- Saved data entries

* * * * * * * * *

PR #925, opened 2024-02-02
initial improvement for more resources

AlaShibanAtKlo:
### Standard checks

### DIFF
--- a/pkg/templates/aws/resources/iam_role.yaml
+++ b/pkg/templates/aws/resources/iam_role.yaml
@@ -13,6 +13,9 @@ properties:
         properties:
           Effect:
             type: string
+            allowed_values:
+              - Allow
+              - Deny
           Action:
             type: list(string)
           Resource:
@@ -33,7 +36,7 @@ properties:
                 type: map(string,string)
               StringLike:
                 type: map(string,string)
-              Null:
+              null:
                 type: map(string,string)
   ManagedPolicies:
     type: set(string)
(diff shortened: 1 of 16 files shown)


pkg/templates/aws/resources/s3_bucket_policy.yaml
```diff
@@ -37,7 +39,7 @@ properties:
                 type: map(string,string)
               StringLike:
                 type: map(string,string)
-              Null:
+              null:
```
jhsinger-klotho, line 42: we definitely dont want the actual property names changed, was this intended?

pkg/templates/aws/resources/iam_role.yaml
```diff
@@ -73,7 +79,7 @@ properties:
                     type: map(string,string)
                   StringLike:
                     type: map(string,string)
-                  Null:
```
jhsinger-klotho, line 76: same here

pkg/templates/aws/resources/iam_role.yaml
```diff
@@ -33,7 +36,7 @@ properties:
                 type: map(string,string)
               StringLike:
                 type: map(string,string)
-              Null:
+              null:
```
jhsinger-klotho, line 39: and here

gordon-klotho:
Is this PR still relevant?

gordon-klotho:
Closing per discussion. Keeping the branch in case we bring it back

* * * * * * * * *

Your task is to repeat the records exactly. Begin at their first line and stop after the line containing "type: string".

- Task answer
PR #925, opened 2024-02-02
initial improvement for more resources

AlaShibanAtKlo:
### Standard checks

### DIFF
--- a/pkg/templates/aws/resources/iam_role.yaml
+++ b/pkg/templates/aws/resources/iam_role.yaml
@@ -13,6 +13,9 @@ properties:
         properties:
           Effect:
             type: string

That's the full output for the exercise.